Goldman Sachs trims price target on Apple

“Investment bank Goldman Sachs cut its price target on Apple Thursday to reflect lower growth expectations for the smartphone industry,” Spriha Srivastava reports for CNBC. “This follows a recent reduction of the bank’s global smartphone unit growth forecast for 2016 to 5 percent from 6 percent, and to 4 percent from 7 percent for next year.”

“The bank has trimmed its price target to $124 from $136, maintaining a ‘buy’ rating,” Srivastava reports. “Goldman also trimmed predicted iPhone unit sales to 211 million from 212 million for the whole of 2016.”

“The bank further said that the reductions were driven by lower market growth, as well as lower average selling prices on a greater shift from developed to emerging markets. It expects this to drive more sales for the new lower-priced iPhone SE, relative to the higher-priced iPhone 7,” Srivastava reports. “On a brighter note for Apple, Goldman said the consensus on full year 2017 sales is too low as pent up demand will likely coincide with iPhone 7 upgrades… ‘We continue to view consensus estimates for (full year 2017) as too low, as we expect an increase in upgrades with the iPhone 7 based on the pent-up demand evident in our recent U.S. consumer survey, combined with our estimate of 26 percent year-on-year growth in the iPhone installed base as of September 2016.'”

Read more in the full article here.

MacDailyNews Take: This too shall pass.

7 Comments

  1. Yet again, Apple shares are experiencing relentless liquidation. Just as some strength was finally showing up now the rug gets pulled out and again Apple’s stock is falling.

    I am sick and tired of how poorly Apple stock performs.

    1. Totally agree Birdseed – I’ve been saying this for the last 24 months – unlike MSFT, GOOG, and others that get a reasonable PE – Apple seems to be the favourite to manipulate and short, the buyback and dividend really seems to be working (sarcasm) – great idea Apple !!

    2. As ever, keep in mind that stock prices are the effect of human perception in the realms of both reality and fantasy. Right now, AAPL’s price is significantly driven by fantasy in the form of FUD.

      https://en.wikipedia.org/wiki/Fear,_uncertainty_and_doubt

      While the phrase dates to at least the early 20th century, the present common usage of disinformation related to software, hardware and technology industries generally appeared in the 1970s to describe disinformation in the computer hardware industry, and has since been used more broadly.
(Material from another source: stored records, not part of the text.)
PR #708, opened 2026-06-05
[docker] Create docker image for migrations scripts to run

juanmrad:

This pr adds a published `coop-migrations` Docker image so database migrations can be run as a one-shot task on deploy (e.g. an ECS `RunTask`/Kubernetes `Job`) instead of mounting source and installing deps at runtime. The image mirrors the root `npm run db:*` commands so usage matches local development.

Prod invocation is `npm run db:update -- --db <db> --env prod` only — `--env prod` skips the `*.seed.staging.sql` test data, and `create`/`clean`/`drop` are blocked in prod by the migrator.

## Summary by CodeRabbit

* **New Features**
  * Automated publishing of a prebuilt migrations Docker image for database operations; migrations service now uses that image.
  * Added npm scripts for database lifecycle management operations.

* **Bug Fixes**
  * Improved Scylla healthcheck to use a real CQL query so migrations wait for readiness.

* **Documentation**
  * Updated development docs with migration image details, usage examples, supported DB targets, and environment guidance.

### DIFF
--- a/.github/workflows/publish-docker.yaml
+++ b/.github/workflows/publish-docker.yaml
@@ -6,6 +6,7 @@ on:
     paths:
       - 'server/**'
       - 'client/**'
+      - 'db/**'
       - 'Dockerfile'
       - 'client/Dockerfile'
       - '.github/workflows/publish-docker.yaml'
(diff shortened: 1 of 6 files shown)


calebmcquaid (approved):
This makes sense to me. The suggestions are fine but not 100% necessary IMO

PR #710, opened 2026-06-05
[NCMEC] Allow to configure min images to review for NCMEC report

### LINKED ISSUE #517: Improve NCMEC view/flow to handle image gallery
Instead of having a system where we have to review all media on an account, which can be upto 400 or more.. 

It'd be much better to have to select/classify 1 or more media to be able to submit the report. This would improve workflows a lot.

juanmrad:
Fixes #517

Adds an org-level policy for how much media a reviewer must classify before they can send an NCMEC CyberTip.

- **Review all media** (default): existing behavior — every piece of media on the account must get a decision before Send is enabled.
- **Require a minimum number of reviewed media**: Send is enabled after the configured minimum is reviewed, so reviewers aren’t blocked by hundreds of unrelated items on the same account.
In both modes, at least one piece of media must be classified with a reporting category (not `None`) before a report can be sent.

## Summary by CodeRabbit

* **New Features**
  * Admins can configure NCMEC "Media review requirement" (All vs Minimum) and a minimum count; reviewer UI now enables/disables the Send action based on that policy and shows a contextual tooltip. Keyboard shortcut behavior updated to respect the policy.

* **Documentation**
  * User guide updated to explain the two media-review modes and report eligibility.

* **Tests**
  * Added tests covering media-review policy validation and defaults.

* **Chores**
  * Database migration to store the new org settings.

### DIFF
--- a/client/src/webpages/settings/NCMECSettings.tsx
+++ b/client/src/webpages/settings/NCMECSettings.tsx
@@ -203,7 +203,7 @@ export default function NCMECSettings() {
     const isMinimumPolicy =
       settings.mediaReviewRequirement ===
       GQLNcmecMediaReviewRequirement.Minimum;
-    const parsedMinMedia = Number.parseInt(settings.minMediaToReview, 10);
+    const parsedMinMedia = Number(settings.minMediaToReview);
     if (
       isMinimumPolicy &&
       (!Number.isInteger(parsedMinMedia) || parsedMinMedia < 1)
@@ -499,13 +499,18 @@ export default function NCMECSettings() {
                   type="number"
                   min={1}
                   step={1}
+                  inputMode="numeric"
                   value={settings.minMediaToReview}
-                  onChange={(e) =>
-                    setSettings({
-                      ...settings,
-                      minMediaToReview: e.target.value,
-                    })
-                  }
+                  onChange={(e) => {
+                    const value = e.target.value;
+                    // Whole numbers only — fractional thresholds are invalid.
+                    if (value === '' || /^\d+$/.test(value)) {
+                      setSettings({
+                        ...settings,
+                        minMediaToReview: value,
+                      });
+                    }
+                  }}
                   placeholder="1"
                 />
                 <Text size="XS" className="text-gray-500">
--- a/client/src/webpages/settings/NCMECSettings.tsx
+++ b/client/src/webpages/settings/NCMECSettings.tsx
@@ -11,6 +11,7 @@ import {
 import { toast } from '@/coop-ui/Toast';
 import { Heading, Text } from '@/coop-ui/Typography';
 import {
+  GQLNcmecMediaReviewRequirement,
   GQLUserPermission,
   useGQLNcmecOrgSettingsQuery,
   useGQLUpdateNcmecOrgSettingsMutation,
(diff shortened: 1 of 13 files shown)


client/src/webpages/settings/NCMECSettings.tsx
```diff
@@ -416,6 +448,79 @@ export default function NCMECSettings() {
...
+                  onChange={(e) => {
+                    const value = e.target.value;
+                    // Whole numbers only — fractional thresholds are invalid.
+                    if (value === '' || /^\d+$/.test(value)) {
+                      setSettings({
+                        ...settings,
+                        minMediaToReview: value,
+                      });
+                    }
+                  }}
```
calebmcquaid, line 513: This might be simpler but up to you!

```suggestion
                  onChange={(e) => {
                    const parsed = parseInt(e.target.value, 10)
                    // Whole numbers only — fractional thresholds are invalid.
                    if (!Number.isNaN(parsed)) {
                      setSettings({
                        ...settings,
                        minMediaToReview: Math.max(1, parsed),
                      });
                    }
                  }}
```

db/src/scripts/api-server-pg/2026.06.03T04.19.05.add_media_review_requirement_to_ncmec_org_settings.sql
```diff
@@ -0,0 +1,26 @@
...
+-- classify hundreds of items to submit a report.
+ALTER TABLE ncmec_reporting.ncmec_org_settings
+  ADD COLUMN IF NOT EXISTS media_review_requirement character varying(16) NOT NULL DEFAULT 'ALL';
+
+ALTER TABLE ncmec_reporting.ncmec_org_settings
+  ADD CONSTRAINT ncmec_org_settings_media_review_requirement_check
+  CHECK (media_review_requirement IN ('ALL', 'MINIMUM'));
+
+ALTER TABLE ncmec_reporting.ncmec_org_settings
+  ADD COLUMN IF NOT EXISTS min_media_to_review integer NULL;
```
calebmcquaid, line 14: Should this be 
```suggestion
  ADD COLUMN IF NOT EXISTS min_media_to_review integer DEFAULT 1 NOT NULL;
```

calebmcquaid (approved):
Couple of nit suggestions but looks good!

client/src/webpages/settings/NCMECSettings.tsx
juanmrad: It does look simpler, but this would silently turn a typed 0 into 1 (`Math.max(1, 0)`), since 0 isn't `NaN`. My approach keeps the actual value the user entered and validates it against the guard on save, surfacing an explicit error for 0 instead of silently coercing it. The `/^\d+$/` check also rejects fractional input as you type, rather than truncating 1.5 → 1 the way parseInt would (the same silent-truncation Copilot flagged).

db/src/scripts/api-server-pg/2026.06.03T04.19.05.add_media_review_requirement_to_ncmec_org_settings.sql
juanmrad: I'd prefer to keep this nullable. min_media_to_review is only meaningful when `media_review_requirement = 'MINIMUM'`, so `NULL` is an intentional "not applicable" for ALL orgs rather than a missing value. defaulting it to 1 would store a phantom threshold the app never reads and could mislead anyone querying the table directly.

Issue #962, opened 2023-03-02
CoverageSimplifier does not preserve degree-4 boundary nodes


dr-jts:
Degree-4 Boundary Nodes are vertices which occur in 2 rings which touch only at the vertex.  This situation only occurs when the vertex and its adjacent segments are all on the boundary of the coverage.

Degree-4 Boundary Nodes occur where:
* two polygons touch at a single point
* an empty hole touches its shell 

(Note that in the case of a hole touching its shell and containing another polygon, the vertex occurs in 3 rings and so **is** identified as a node.)

These nodes should (probably) be preserved during coverage simplification.  Currently the `CoverageSimplifier` does not recognize that the common vertex is a node, and thus may remove it during simplification.

### Example - Touching shells
Simplification tolerance = 4
```
POLYGON ((0 0, 0 5, 5 6, 10 5, 10 0, 0 0))
POLYGON ((0 10, 5 6, 10 10, 0 10))
```
![image](https://user-images.githubusercontent.com/3529053/222538509-e013a7a3-7812-41b1-b70c-72844dade6f3.png)

### Example - Shell touching empty hole
Simplification tolerance = 4
```
POLYGON ((0 0, 0 20, 10 19, 20 20, 20 0, 0 0), (5 18, 10 19, 15 18, 10 10, 5 18))
```
![image](https://user-images.githubusercontent.com/3529053/222600107-4f92015b-c81d-443a-80a1-b7a320e69439.png)

mukoki:
Hey, this case is not exactly the same as the #961
The intersection point between two shells is not identified as a "node" as it is shared by two geometries only !
Not easy to identify this particular case. We can avoid the separation of the two polygons using simplifyInner (nice option indeed!), but this is not exactly the same thing.
And unfortunately there is also a case with a hole touching the shell. In the test case of #961, there is such a thing and the test is OK, but I now think this is a strike of luck. 
To solve it, we may have to change the way unmodifiable nodes are identified. Not sure how to do though.

dr-jts:
> Hey, this case is not exactly the same as the #961 

Yes, it's a different issue.

> And unfortunately there is also a case with a hole touching the shell. 

RIght.  I"ve added that as an example.

> To solve it, we may have to change the way unmodifiable nodes are identified.

Agreed, that is the problem.  The current way of identifying nodes is too simplistic to handle this situation.  But it is fast!  The challenge is to allow these kinds of degree-2 nodes to be identified, with decent performance.

[...]

PR #963, opened 2023-03-05
Fix coverage simplifier issues 953 962

mukoki:
Replace the previous pull request #961 : fix both issues #953 and #962 according to the discussion


mukoki:
I tried to follow your suggestions about identification of nodes on shells sharing only one point.
Finally, this new pull request fix several bugs : 
- fix computation of CoverageEdge key in the case of ring including a single node (= first commit of my first PR)
- identifiying single node when two shells touch each other (propagate the information to CoverageEdge and Edge as a boolean) and pass it through MultiLineString via a BitSet included in the Geometry
- also fix PriorityQueue of corners which did not include all possible corners (I had to change the test testFilledHole() as the expected polygon was not simplified to the maximum before this change). Also clean the Queue from deprecated corners)
- add some tests and fix GeometryTestCase which was displaying the wrong message
- there is also an unfinished change in LinkedList (not sure it is necessary)

mukoki:
On a significative dataset (117 Mb), the processing time goes from 41.5 s to 46 s after applying the PR.

modules/core/src/main/java/org/locationtech/jts/simplify/LinkedLine.java
```diff
@@ -51,6 +51,7 @@ private int[] createNextLinks(int size) {
       next[i] = i + 1;
     }
     next[size - 1] = isRing ? 0 : size;
+    next[size - 1] = isRing ? 0 : NO_COORD_INDEX;
```
dr-jts, line 54: I think this is good

modules/core/src/main/java/org/locationtech/jts/coverage/TPVWSimplifier.java
```diff
@@ -111,9 +108,11 @@ private List<Edge> createEdges(MultiLineString lines) {
     List<Edge> edges = new ArrayList<Edge>();
     if (lines == null)
       return edges;
+    BitSet freeRings = (lines.getUserData() != null && lines.getUserData() instanceof BitSet) ?
```
dr-jts, line 111: Not crazy about passing this via userData.  Can't it be a parameter?

And I actually prefer your original idea of passing two sets of lines, one with endpoint constraints and one of the unconstrained rings.

modules/core/src/main/java/org/locationtech/jts/coverage/CoverageRingEdges.java
```diff
@@ -216,6 +217,22 @@ private Set<Coordinate> findNodes(Geometry[] coverage) {
     return nodes;
   }
 
+  private Set<Coordinate> findBoundaryNodes(Set<LineSegment> lineSegments) {
+    Map<Coordinate, Integer> boundaryVertexCounter = new HashMap<>();
+    Set<Coordinate> nodes = new HashSet<Coordinate>();
+    for (LineSegment line : lineSegments) {
+      int count = boundaryVertexCounter.getOrDefault(line.p0, 0);
+      boundaryVertexCounter.put(line.p0, count+1);
+      count = boundaryVertexCounter.getOrDefault(line.p1, 0);
```
dr-jts, line 226: Why set this twice?  Seems awkward.

dr-jts, line 226: Definining a new local var would make this logic clearer

mukoki: Do you mean a new local variable for the second count ? I can do it for sure. Not sure it would make the logic clearer though as the variable count all points with the same coordinate, either p0 or p1.
Indeed, I try to follow the JTS style which is mostly based on java5 I think ,but from my point of view, a more readable version would be : 
  private Set<Coordinate> findBoundaryNodes(Set<LineSegment> lineSegments) {
    Map<Coordinate, Integer> counter = new HashMap<>();
    for (LineSegment line : lineSegments) {
      counter.put(line.p0, counter.getOrDefault(line.p0, 0) + 1);
      counter.put(line.p1, counter.getOrDefault(line.p1, 0) + 1);
    }
    return counter.entrySet().stream()
        .filter(e->e.getValue()>2)
        .map(Map.Entry::getKey).collect(Collectors.toSet());
  }

dr-jts: That looks even better!

dr-jts:
You'll need to rebase, since I pushed a fix to `GeometryTestCase`.

modules/core/src/main/java/org/locationtech/jts/coverage/TPVWSimplifier.java
mukoki: Can probably do that, but this separation into two sets of lines is probably of no use for the end user. That's why I thought it would be better to consider it as an implementation detail. I understand the argument to keep things accessible and to avoid hidden tricks though.

dr-jts: Ok, either way is fine for now.  If a different calling signature becomes useful it can always be added later.

mukoki:
Sorry, with the different commits, sync and rebase, I'm not sure the PR is still usable for you. Let me know. I've also made a separate PR where I replaced the BitSet trick by a second MultiLineString to pass the unconstrained rings. Use the one you prefer or another way if you have a precise idea in mind.

modules/core/src/main/java/org/locationtech/jts/coverage/TPVWSimplifier.java
dr-jts: Actually I should have said - the BitSet data is fine, but would be better to pass it as an actual parameter to `TPVWSimplifier`.  I prefer not to hide key data in the untyped `userData` field.

dr-jts:
This PR looks good, with one small change request as noted in a comment (pass the BItSet as an explicit parameter to `TPVWSImplifier`).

  2. Let the predictable “actionable research” nonsense appear from those “believable” Financial engineering companies; all they are interested in is that you, the retail idiot investor, sell/buy AAPL, they could not care which, as long as they get their transaction fees and cause churn. Whatever you do, please don’t sit long in AAPL because nobody but you will make money over the long term!

    Want to know who one of th biggest investors in AAPL is; you guessed it, Goldman Sachs:

    Top Institutional Holders
    Holder Shares % Out Value* Reported
    Vanguard Group, Inc. (The) 329,987,175 6.02 35,965,301,543 Mar 31, 2016
    State Street Corporation 215,644,530 3.94 23,503,096,893 Mar 31, 2016
    BlackRock Institutional Trust Company, N.A. 146,608,950 2.68 15,978,909,167 Mar 31, 2016
    FMR, LLC 145,170,087 2.65 15,822,087,491 Mar 31, 2016
    BlackRock Fund Advisors 70,489,746 1.29 7,682,677,275 Mar 31, 2016
    Northern Trust Corporation 70,299,865 1.28 7,661,982,145 Mar 31, 2016
    Bank of New York Mellon Corporation 68,595,866 1.25 7,476,263,298 Mar 31, 2016
    Invesco Ltd. 56,587,317 1.03 6,167,451,566 Mar 31, 2016
    Goldman Sachs Group, Inc. 55,306,093 1.01 6,027,810,965 Mar 31, 2016
    JP Morgan Chase & Company 54,597,844 1.00 5,950,618,908 Mar 31, 2016

  3. In related news, on April 11 Goldman Sachs, continuing a parade of Federal charges against banks, settled a lawsuit for $5.06 Billion for its faulty and deceptive mortgage practices leading to the 2008 financial crisis. Further, the Fed and the FDIC dinged GS for its piss-poor bankruptcy protection plan, something mandated for all financial institutions by anti-bailout legislation passed in the wake of the Recession.

    Apart from that, Goldman Sachs’ survey teams and current stable of investment advisors are as pure as the driven snow.